Task brief >>
Where in the data does the word "messages" appear? Find those lines and copy them.

Data records >>
____________
PR #288, opened 2018-10-04
Improve Log message accuracy

robojumper:
The old log messages are kind of inaccurate and don't give a full picture. In particular:

* `present and correct` is wrong. That message only checks for the companion script package.
* `X2CH SCREEN LISTENER ON SPLASH` doesn't give any warning about a missing core package replacement.
* `Creating CHXCOMGameVersionTemplate` is pretty bad too -- we want to show a version here as well in case the companion script package fails.

This PR addresses these issues and adds the `X2WOTCCommunityHighlander` log tag to all log messages.

### DIFF
--- a/X2WOTCCommunityHighlander/Src/X2WOTCCommunityHighlander/Classes/X2WOTCCH_UIScreenListener_ShellSplash.uc
+++ b/X2WOTCCommunityHighlander/Src/X2WOTCCommunityHighlander/Classes/X2WOTCCH_UIScreenListener_ShellSplash.uc
@@ -3,6 +3,7 @@ class X2WOTCCH_UIScreenListener_ShellSplash extends UIScreenListener config(Game
 var config bool bEnableVersionDisplay;
 
 var localized string strCHLVersion;
+var string HelpLink;
 
 event OnInit(UIScreen Screen)
 {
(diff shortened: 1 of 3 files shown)


X2WOTCCommunityHighlander/Src/X2WOTCCommunityHighlander/Classes/X2WOTCCH_UIScreenListener_ShellSplash.uc
```diff
@@ -62,5 +67,6 @@ function OnTextSizeRealized()
 
 defaultProperties
 {
-    ScreenClass = none
+	ScreenClass = none
+	HelpLink = "https://github.com/X2CommunityCore/X2WOTCCommunityHighlander/issues/228#issuecomment-422218639"
```
Xymanek: Maybe a separate page is better rather than a single comment somewhere mid-discussion? For example, you can use github wiki. Alos, updating a wiki page will be much easier than a hardcoded link

robojumper:
Good idea. Added https://github.com/X2CommunityCore/X2WOTCCommunityHighlander/wiki/Troubleshooting

Xymanek:
That page is missing info about family sharing and no net connection, which both are know to cause problem with loading HL from workshop mods

robojumper:
Updated the wiki page.

Issue #299, opened 2018-10-12
Add an Event that allow override if Appearance should be randomized


Musashi1584:
Add an event in `XComGameState_Unit.AddItemToInventory`

PR #300, opened 2018-10-12
Issue #299 Add an Event that allow override if appearance should be randomized

Musashi1584:


robojumper:
Please mention this in the changelog.

Issue #307, opened 2018-10-15
Make "Legacy Operations" respect Squad/Soldier/Class changes


MrNiceUK:
Except for a new random Operation, where the squad must be generated from scratch, for the first mission in a Legacy Ops soldiers are used directly from the save for the first mission, without referencing the relevant squad/soldier progressions and soldier class templates. For later missions, changes to squad progression made by mods is respected. To open this design space for mods, I propose that the CHL should recreate the squad (similar to what happens when you create a new random operation), and so pick up changes to relevant  configs, soldier classes, etc.

Xymanek:
> To open this design space for mods

Do you mean making new legacy ops? Or changing the existing

MrNiceUK:
@Xymanek I mean changing existing. Basically, although it appears you can change some aspects of existing Legacy Ops through ini edits and similar, most changes will be ignored for the first mission, while taking effect in later missions.

MrNiceUK:
Ok, changed the Issue Title, since changing the soldier class and/or soldier class templates doesn't work for any missions, it's not just a "first mission" issue. Same for CharacterTemplate and changing squad size, which are related issues.

PR #308, opened 2018-10-16
Issue #307 LoadOut, Abilities and SoldierClass Changes

MrNiceUK:
#307 As in title, now loadout and ability changes are respected for the first mission not just later, and soldier class changes now work at all, for all missions.


MrNiceUK:
Ok, going to re do commits so there's an initial add of the srcorig original, so that the actual changes can be shown as a diff!

Issue #313, opened 2018-10-21
XCGS_Unit:GetStatModifiers reports bogus modifiers for multipliers


robojumper:
https://github.com/X2CommunityCore/X2WOTCCommunityHighlander/blob/8954b83b97d6296e26003dea22ea32da2af76c4f/X2WOTCCommunityHighlander/Src/XComGame/Classes/XComGameState_Unit.uc#L6514

Instead of returning the correct contribution `(mult - 1) * current_value`, it seems to return ~~the value after multiplication `mult * current_value`, at least for `MODOP_Multiplication` (and probably `MODOP_PostMultiplication` too).~~ `mult * base_stat` for both `MODOP_Multiplication` and `MODOP_PostMultiplication` as @MrNiceUK has pointed out to me.

The only user of this is `X2AbilityToHitCalc_StandardAim`, which computes a bogus to-hit chance:
https://github.com/X2CommunityCore/X2WOTCCommunityHighlander/blob/8954b83b97d6296e26003dea22ea32da2af76c4f/X2WOTCCommunityHighlander/Src/XComGame/Classes/X2AbilityToHitCalc_StandardAim.uc#L364-L369

and a bogus to-crit chance:

https://github.com/X2CommunityCore/X2WOTCCommunityHighlander/blob/8954b83b97d6296e26003dea22ea32da2af76c4f/X2WOTCCommunityHighlander/Src/XComGame/Classes/X2AbilityToHitCalc_StandardAim.uc#L523-L528

where it gives you a positive bonus for multipliers between 0 and 1.

We should fix (or work around) the problem.

RedDoby:
I tested this with Simple Red Fog and it is still giving a positive bonus modifier.

RedDoby:
Are you sure that this is working as intended?  I tested it last month with the Simple Red Fog mod and the Beta Highlander, and it was still giving the positive offensive modifiers for values 0-1.

RedDoby:
I double checked the classes XComGameState_unit and X2AbilityToHitCalc_StandardAim for the CHE that I was using at the time of testing.  These changes are in the code.  I will try it again with the debugger and see what is going on.

RedDoby:
[...]

PR #314, opened 2018-10-22
Fix for #313, broken GetStatModifiers()

MrNiceUK:
#313


Musashi1584:
Can this be potentially merged? If so why hasn't it already been merged?

MrNiceUK:
Reason why it hasn't already? Closest to an answer:
https://discordapp.com/channels/165245941664710656/273238884433788928/506778534929367043

Xymanek:
The repercussions of possible/accidental mis-implementation in this will disastrous. I would argue that this needs very through testing, much more thorough than most others CHL features

MrNiceUK:
Well it's had 6 months for someone other than me to actually test it in....

Issue #137, opened 2017-12-13
[Discussion] Inventory Slot uses record (for #118)


robojumper:
This issue is a discussion thread for requesting / adding / using new slot enum values for #118.
A slot can have several entries (mods that use them), in case compatibility between these mods is not desirable. In this sense, this record helps mod authors to make an informed decision about whether there is already a slot that they can  or should use.

Mod authors who add a new slot or (plan to) use an existing slot *should* add a comment here.

Enum | Requesting User(s) | Purpose | Workshop Link
---- | ---- | ---- | ----
eInvSlot_Vest | @robojumper | A dedicated slot for vests similar to Grenade/Ammo pockets. | \<none\>

*Last Updated 2017-12-13T16:00:53+00:00*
____________
Answer to this problem >>
The old log messages are kind of inaccurate and don't give a full picture. In particular:
This PR addresses these issues and adds the `X2WOTCCommunityHighlander` log tag to all log messages.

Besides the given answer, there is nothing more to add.